Looking for references on 'non-discrete lattices'

Looking for references on 'non-discrete lattices'

A lattice in $\mathbb{R}^n$ is a discrete subgroup that spans
$\mathbb{R}^n$. Recently I've been running into a similar sort of object
consisting of more than $n$ vectors in $\mathbb{R}^n$ and their
$\mathbb{Z}$-linear combinations.
I think this is best seen via an example.
Consider the boring lattice generated by $(1,0)$ and $(0,1)$. This is the
good ol' standard coordinate lattice we know and love.

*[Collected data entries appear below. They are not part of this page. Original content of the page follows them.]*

PR #8026, opened 2021-03-30
Don't let the header overlap with each other

livcheerful:
fixes https://github.com/microsoft/pxt-arcade/issues/3322

This is the best way I could think of to fix this :\ -> After we render the menu bar, check all the UI elements under the parent and add up the widths. If it's bigger than the screen width, add a class to the menu bar, "shrink", which will hide all elements with the landscape class (like tutorial name, text on the exit button)

One weird thing that's happening that I don't know if it's a result of me not understanding React or this change, is when the MainMenu element rerenders, it keeps the "shrink" class, which makes going from not shrunk -> shrunk a one way street until you refresh the page.

This is a window at (1200x649), which is the dimension of the Pixelbook I have:
image

And with these changes:
image

And this shows the one-way street ness of it :\

width changes

### DIFF
--- a/theme/tutorial.less
+++ b/theme/tutorial.less
@@ -696,7 +696,7 @@ code.lang-filterblocks {
 
 /* > Small Monitor */
 @media only screen and (min-width: @computerBreakpoint) {
-    .shrink {
+    .thin {
         .landscape.only {
             display: none;
         }
--- a/theme/tutorial.less
+++ b/theme/tutorial.less
@@ -696,6 +696,11 @@ code.lang-filterblocks {
 
 /* > Small Monitor */
 @media only screen and (min-width: @computerBreakpoint) {
+    .shrink {
+        .landscape.only {
+            display: none;
+        }
+    }
 }
 
 /* Large Monitor */
--- a/theme/tutorial.less
+++ b/theme/tutorial.less
@@ -700,6 +700,15 @@ code.lang-filterblocks {
         .landscape.only {
             display: none;
         }
+
+        .portrait.hide {
+            display: none;
+        }
+
+        .portrait.only {
+            display: block!important;
+            height: auto!important;
+        }
     }
 }
 
--- a/webapp/src/container.tsx
+++ b/webapp/src/container.tsx
@@ -528,6 +528,44 @@ export class MainMenu extends data.Component<ISettingsProps, {}> {
         this.props.parent.toggleDebugging();
     }
 
+    componentDidUpdate() {
+        const tutorialOptions = this.props.parent.state.tutorialOptions;
+        const inTutorial = !!tutorialOptions && !!tutorialOptions.tutorial;
+        const header = document.getElementById("mainmenu")
+        if (inTutorial && header && !header.classList.contains("shrink")) {
+            const shrinkHeader = this.shouldShrinkItems();
+            if (shrinkHeader) {
+                header.classList.add("shrink");
+            }
+        }
+
+    }
+
+    shouldShrinkItems(): boolean {
+        const header = document.getElementById("mainmenu")
+        if (header) {
+            let headerWidth = 0;
+            for (let i = 0; i < header.children.length; i++) {
+                headerWidth += addUiSize(header.children[i]);
+            }
+            return headerWidth > window.innerWidth;
+        }
+        return false;
+
+        function addUiSize(elem: Element): number {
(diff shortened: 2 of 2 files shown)


theme/tutorial.less
```diff
@@ -696,6 +696,11 @@ code.lang-filterblocks {
 
 /* > Small Monitor */
 @media only screen and (min-width: @computerBreakpoint) {
+    .shrink {
+        .landscape.only {
```
jwunderl, line 700: I think I'd personally prefer the button to always go small in those dimension rather than only when strictly necessary -- it's very cramped even when everything shows up on screens like that and shrinking the button actually leaves a nice amount of room for everything to settle in. Maybe a quick topic for a design office hour?

webapp/src/container.tsx
```diff
@@ -528,6 +528,44 @@ export class MainMenu extends data.Component<ISettingsProps, {}> {
...
+    componentDidUpdate() {
+        const tutorialOptions = this.props.parent.state.tutorialOptions;
+        const inTutorial = !!tutorialOptions && !!tutorialOptions.tutorial;
+        const header = document.getElementById("mainmenu")
+        if (inTutorial && header && !header.classList.contains("shrink")) {
+            const shrinkHeader = this.shouldShrinkItems();
+            if (shrinkHeader) {
+                header.classList.add("shrink");
+            }
+        }
```
jwunderl, line 540:
```suggestion
        const headerContainsShrink = header.classList.contains("shrink");
        if (inTutorial && header && !headerContainsShrink && this.shouldShrinkItems()) {
            header.classList.add("shrink");
        } else if (headerContainsShrink) {
            header.classList.remove("shrink");
        }
```

it looks like the reason for the weird behavior is because it's not cleared in the update here -- I think this would fix it?

theme/tutorial.less
livcheerful: oh yeah sure! perfect timing

webapp/src/container.tsx
livcheerful: hahaha I thought that when the render() returned the div, it would only have classes given by className :\ okay I'll come up with a way to fix it -- i think doing it this way makes it flicker but i will try it again

shakao:
one possible alternative is you could add a CSS class if there are many steps in a tutorial (eg > 10 steps), then in the CSS you could set a media breakpoint to shrink the button if the "many tutorial steps" CSS class is present--if that makes sense?

livcheerful:
> one possible alternative is you could add a CSS class if there are many steps in a tutorial (eg > 10 steps), then in the CSS you could set a media breakpoint to shrink the button if the "many tutorial steps" CSS class is present--if that makes sense?

oh yeah makes sense! I'll bring to office hours today and we can decide which way we prefer?

livcheerful:
@shakao okay I think I *actually* understood what you meant this time -- instead of calculating the rendered width of all the elements, I made an estimate by the number of tutorial steps, and added a class in the mainmenu div.

(I wasn't 100% sure about the media breakpoint though and took a stab 😓 let me know if that was off base lol)

shakao:
awesome!! so just to double-check, the expected behavior is:
- thin width + few tutorial steps: no collapse
- thin width + many tutorial steps: collapse

is that right? is there a plan to "always collapse" for certain widths?

livcheerful:
yup that sounds right! It'll always collapse when it hits the tablet width (~990 I think)

(i forgot I made this uploadtrg! https://arcade.makecode.com/app/7c2dc53f82bfabdbde839f8d3070e0b89ca3cef0-e76ed3e8b4 )

shakao (approved):

jwunderl (approved):

webapp/src/container.tsx
```diff
@@ -540,6 +540,9 @@ export class MainMenu extends data.Component<ISettingsProps, {}> {
         const sandbox = pxt.shell.isSandboxMode();
         const inTutorial = !!tutorialOptions && !!tutorialOptions.tutorial;
 
+        // Approximate each tutorial step to be 22 px
+        const manyTutorialSteps = inTutorial && (tutorialOptions.tutorialStepInfo.length * 22 > window.innerWidth / 3);
```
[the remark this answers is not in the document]
livcheerful: oh yeah :\ I think it will come back if you switch to the next step too so hopefully that won't be too confusing...

PR #8029, opened 2021-03-30
Add bug button to skillmap header to toggle Usabilla

shakao:
skillmap-usabilla


livcheerful (approved):

abchatra:
I am not sure I understand the change. Don't we have a feedback button on the side?  We are adding another bug button at the top too? 

image

PR #8032, opened 2021-03-31
Add temporary assets to JRes when doing skillmap carryover

shakao:
now that temporary blocks assets are stored in the workspace, we need to separately pull them out in order to carry them over in the skillmap. the updated flow:

if we are not carrying over the code (if we are carrying over the code the temporary assets are included, we keep the present behavior):
- regex to strip temporary image and animation literals from the blocks xml
- convert to jres and append to the project's jres
- continue with merge

plus an additional fix to add the tilemap/image jres file to the pxt.json if it is not present

### DIFF
--- a/skillmap/src/lib/codeCarryover.ts
+++ b/skillmap/src/lib/codeCarryover.ts
@@ -1,3 +1,4 @@
+import { guidGen } from "./browserUtils";
 import { lookupPreviousCompletedActivityState } from "./skillMapUtils";
 import { getProjectAsync, saveProjectAsync } from "./workspaceProvider";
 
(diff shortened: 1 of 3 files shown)


skillmap/src/lib/codeCarryover.ts
```diff
@@ -181,4 +193,94 @@ function mergeJRES(previous: string, next: string) {
...
+    return JSON.stringify(jres)
+}
+
+/**
+ *  <field name="img">img`
+ *      . .
+ *      . .
+ *  `</field>
+ */
+function getImages(text: string): pxt.sprite.BitmapData[] {
```
riknoll, line 251: hmmm.. I wonder if we should hardcode the field name as that is part of the block definition and might not always be "img". For example, if someone made an extension that uses images

skillmap/src/lib/codeCarryover.ts
```diff
@@ -181,4 +193,94 @@ function mergeJRES(previous: string, next: string) {
...
+ *  <field name="frames">[img`
+ *      . .
+ *      . .
+ *  `,img`
+ *      . .
+ *      . .
+ *  `]</field>
+ */
+function getAnimations(text: string): { frames: pxt.sprite.BitmapData[], interval: number}[] {
+    const animRegex = /<field name=\"frames\">\s*\[((?:img`[\s\da-f.#tngrpoyw]+`,?)+)\]\s*<\/field>.*<shadow type=\"timePicker\"><field name=\"ms\">(\d+)<\/field><\/shadow>/gim;
```
riknoll, line 273: same comment here

jwunderl (approved):

livcheerful (approved):

PR #8034, opened 2021-03-31
Rewrite checkdocs - snippet checks to use incremental compile

jwunderl:
And a handful of other changes along the way (test cycle was long so I made a few incremental fixes between changes), I'll add a few annotations inline.

~One other thing I was thinking about was changing the order in ci so that checkdocs runs last (i.e. after uploading target, release, etc) -- that should be a very easy change and makes it so checkdocs still runs but is less irritating (e.g. if we want to do a hotfix or last build before a testing session). Will add that to this pr if no one is opposed to that~ Sounds like opposition to this so won't do for now, we can reconsider later on if we want.

on my machine, timing speed:
arcade: ~30-35minutes currently, ~9minutes after this change
microbit: ~12-15minutes currently, ~5 minutes after this change


cli/cli.ts
```diff
@@ -4084,212 +4115,263 @@ function testSnippetsAsync(snippets: CodeSnippet[], re?: string, pyStrictSyntaxC
...
-                    })
-                    pkg.filesToBePublishedAsync()
-                        .then(files => {
-                            Object.keys(files).forEach(f => {
-                                const fn = path.join(dir, f);
-                                pxt.debug(`writing ${fn}`);
-                                nodeutil.writeFileSync(fn, files[f], 'utf8');
-                            })
+            if (resp.outfiles && snippet.file && isLocal) {
+                const dir = snippet.file
```
jwunderl, line 4159: I disable the file logs in ci as it adds an extra few minutes / uses a bunch of extra as we have to keep around pkgs as filesToBePublished / those writes run async

cli/cli.ts
```diff
@@ -4084,212 +4115,263 @@ function testSnippetsAsync(snippets: CodeSnippet[], re?: string, pyStrictSyntaxC
...
 
-        let isPy = snippet.ext === "py"
-        let inFiles;
-        let extra = snippet.extraFiles || {};
-        if (isPy)
-            inFiles = { "main.ts": "", "main.py": snippet.code, "main.blocks": "", ...extra }
-        else
-            inFiles = { "main.ts": snippet.code, "main.py": "", "main.blocks": "", ...extra }
+        if (++codeSnippetCount % 40 == 0) {
+            // clean up cache every once in a while to speed up / clear up mem
```
jwunderl, line 4127: I fixed this here for now, but we should investigate this further -- it grinds to a complete halt after ~400-500 snippets without this & uses ~2 gb of ram at that point (vs ~400-700mb with this cleanup). Also note the change in service.ts related to reset, seems like that is likely a cause of us crashing at some points during long sessions.

cli/cli.ts
```diff
@@ -4084,212 +4115,263 @@ function testSnippetsAsync(snippets: CodeSnippet[], re?: string, pyStrictSyntaxC
...
+                    .replace(/\.ts$/, '')
+                    .replace(/\.py$/, '');
+                nodeutil.mkdirP(dir);
+                nodeutil.mkdirP(path.join(dir, "built"));
+                Object.keys(resp.outfiles).forEach(outfile => {
+                    const ofn = path.join(dir, "built", outfile);
+                    pxt.debug(`writing ${ofn}`);
+                    nodeutil.writeFileSync(ofn, resp.outfiles[outfile], 'utf8');
+                })
+                pkg.filesToBePublishedAsync()
```
jwunderl, line 4169: Maybe should be an await here, would take longer but it does slow significantly when a lot of these get backed up.

cli/cli.ts
```diff
@@ -4084,212 +4115,263 @@ function testSnippetsAsync(snippets: CodeSnippet[], re?: string, pyStrictSyntaxC
...
+            // ensure decompile to blocks works
+            const bresp = pxtc.service.performOperation("decompile", {
+                fileName: pxt.MAIN_TS,
+                options: opts,
+            }) as pxtc.CompileResult;
 
-                        // NOTE: neither of these decompile steps checks that the resulting code is correct or that
-                        // when the code is compiled back to ts it'll behave the same. This could be validated in
-                        // the future.
+            if (!bresp.success) {
```
jwunderl, line 4193: This will catch a few more errors we were ignoring-- we were passing an option to error on snippets that resulted in greyblocks but never reading it / just looking if it produced blocks. Looks like 1 snippet in arcade and ~3 in microbit, but all easy to fix (e.g. in microbit  they're in the blocks->javascript course, so should probably in either switched to a js snippet or just blocks-ignore'd)

cli/cli.ts
```diff
@@ -4084,212 +4115,263 @@ function testSnippetsAsync(snippets: CodeSnippet[], re?: string, pyStrictSyntaxC
...
+
+    pxt.log(`${successes.length}/${successes.length + failures.length} snippets compiled to blocks and python (and back), ${failures.length} failed`);
+    if (ignoreCount > 0) {
+        pxt.log(`Skipped ${ignoreCount} snippets`);
+    }
+    if (failures.length > 0) {
+        const msg = `${failures.length} snippets not compiling in the docs`
+        pxt.log(`${msg}:`);
+
+        failures.forEach(failure => {
```
jwunderl, line 4267: I found it annoying looking inline for the errors / having them trimmed / not listing the origin file, so I made it read them out in detail at the end

cli/cli.ts
```diff
@@ -4084,212 +4115,263 @@ function testSnippetsAsync(snippets: CodeSnippet[], re?: string, pyStrictSyntaxC
...
+                pxt.log(`    ${pxtc.getDiagnosticString(diag)}`);
+            });
+        });
+
+        if (!pxt.appTarget.ignoreDocsErrors) U.userError(msg);
+    }
+
+    function tsServiceCompile(options: pxtc.CompileOptions, retryOnError?: boolean): pxtc.CompileResult {
+        let resp = tryCompile(options);
+        if (retryOnError && (!resp.success || resp.diagnostics.length)) {
```
jwunderl, line 4279: This isn't currently getting hit except in real error cases, but was useful while fixing things / seems like little harm in leaving it in to make sure the error is in the snippet and not the incremental compile. takes ~3 seconds extra per ts snippet error

cli/cli.ts
```diff
@@ -4084,212 +4115,263 @@ function testSnippetsAsync(snippets: CodeSnippet[], re?: string, pyStrictSyntaxC
...
+    function getCompileOptsKey(pkgs: pxt.Map<string>) {
+        const keys = Object.keys(pkgs).sort();
+        return keys.reduce(
+            (prv, curr) => `${prv},${curr}:${pkgs[curr]}`,
+            ""
+        );
+    }
+
+    function pyComparisonString(s: string): string {
+        return s.split("\n")
```
jwunderl, line 4365: I rewrite this a little bit from the original replaces during one of the initial long tests, I think it behaves the same as before but it's not in a path that is used often.

cli/cli.ts
```diff
@@ -5434,13 +5518,20 @@ function internalCheckDocsAsync(compileSnippets?: boolean, re?: string, fix?: bo
             }
         });
 
-    function addSnippet(snippet: CodeSnippet, entryPath: string, snipIndex: number) {
+    function addSnippet(snippet: CodeSnippet, entryPath: string, snipIndex: number, src: string) {
+        const key = `${src}${snipIndex}`;
+        if (existingSnippets[key])
```
jwunderl, line 5523: If a file is linked both in the summary and the home page galleries, it was getting checked twice. This cuts out about ~125 snippets from arcade that were getting run twice.

cli/cli.ts
```diff
@@ -5616,14 +5707,16 @@ function internalCheckDocsAsync(compileSnippets?: boolean, re?: string, fix?: bo
...
+                                        .forEach((step, stepIndex) => getCodeSnippets(`${card.name}-step${stepIndex}`, step.contentMd)
                                             .forEach((snippet, snippetIndex) => {
                                                 snippet.packages = pkgs;
                                                 snippet.extraFiles = extraFiles;
+                                                const indexInStep = snippetIndex ? `-${snippetIndex}` : "";
                                                 addSnippet(
                                                     snippet,
-                                                    `tutorial${card.name}-${stepIndex}-${snippetIndex}`,
-                                                    cardIndex
+                                                    `tutorial/${card.name}-${indexInStep}step`,
```
jwunderl, line 5717: the numbering was a bit hard to parse which snippet was erroring (as it was something like `tutorial-example-4-0-5`) so should be a bit more clear now

pxtcompiler/emitter/service.ts
```diff
@@ -701,8 +701,14 @@ namespace ts.pxtc.service {
                 if (this.opts.fileSystem[fn] != v) {
                     this.fileVersions[fn] = (this.fileVersions[fn] || 0) + 1
                 }
-            })
-            this.opts = o
+            });
+            // shallow copy, but deep copy the file system
```
jwunderl, line 705: Was hitting a bug with this where it was manipulating the file system service host's file systems without updating file versions (we don't hit this in the webapp as the opts are always stringified / destringified when being passed to the worker). Can move this to be cloned in the cli but little cost to doing a shallow clone here

pxtcompiler/emitter/service.ts
```diff
@@ -851,7 +857,7 @@ namespace ts.pxtc.service {
 
     const operations: ServiceOps = {
         reset: () => {
-            service.cleanupSemanticCache();
+            service = ts.createLanguageService(host)
```
jwunderl, line 860: Can hide this behind a param to reset if it's concerning, but cleanupSemanticCache wasn't doing enough to clear / still resulting growing significantly and slowing things down / using tons of memory.

pxtcompiler/emitter/service.ts
```diff
@@ -1306,13 +1312,19 @@ namespace ts.pxtc.service {
...
             }
             let ts2asm = compile(host.opts, service)
-            res = { sourceMap: res.sourceMap, ...ts2asm }
-            if (res.needsFullRecompile) {
-                pxt.log("trigering full recompile")
+            res = {
+                sourceMap: res.sourceMap,
+                ...ts2asm,
+            }
+            if (res.needsFullRecompile || ((!res.success || res.diagnostics.length) && host.opts.clearIncrBuildAndRetryOnError)) {
```
jwunderl, line 1319: was running into some occasional (~5 times in arcade checkdocs) errors where having it retry here fixed things. This seems to imply a bug in the incremental compiles to me, but having the param to do a full recompile on error seemed fine to me.

cli/cli.ts
```diff
@@ -4084,212 +4115,263 @@ function testSnippetsAsync(snippets: CodeSnippet[], re?: string, pyStrictSyntaxC
...
+            const py = decompiled.outfiles[pxt.MAIN_PY];
+            const pySuccess = !!py && decompiled.success;
+            if (!pySuccess) {
+                console.log("ts2py error");
+                return addFailure(snippet.src, decompiled.diagnostics);
+            }
+            opts.fileSystem[pxt.MAIN_PY] = py;
+
+            // py to ts
+            const ts1 = opts.fileSystem["main.ts"];
```
riknoll, line 4212: pxt.MAIN_TS? also below

riknoll (approved):

pxtcompiler/emitter/service.ts
riknoll: as long as there isn't any noticeable perf drop, i think it's fine

pxtcompiler/emitter/service.ts
riknoll: @mmoskal fyi

livcheerful (approved):

darzu (approved):
This is awesome!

Now look at the 'non-discrete lattice' generated by $(1,0), (0,1),
(1,\sqrt 2)$. This is not a discrete subgroup of $\mathbb{R}^2$ because
it's 'horizontally dense,' i.e. if $(x,y)$ is in the 'lattice,' then there
are infinitely many other points in $(x\pm \epsilon, y)$ in the 'lattice.'
This is very different than the non-disrete lattice generated by $(1,0),
(0,1), (\sqrt 2, \sqrt 2)$, which is everywhere dense.
These examples are a bit contrived, but in higher dimensions/more general
fields, I have a hard time determining the resulting characteristics of
the 'lattice.' For example, is it easy to tell how 'dense' the resulting
'lattice' is? Does this come up/are there known applications of this to,
say, number theory?
To be specific:
Is there a name for the concept of what I've been calling a 'non-discrete
lattice?'
Can you point me to reference material on 'non-discrete lattices?'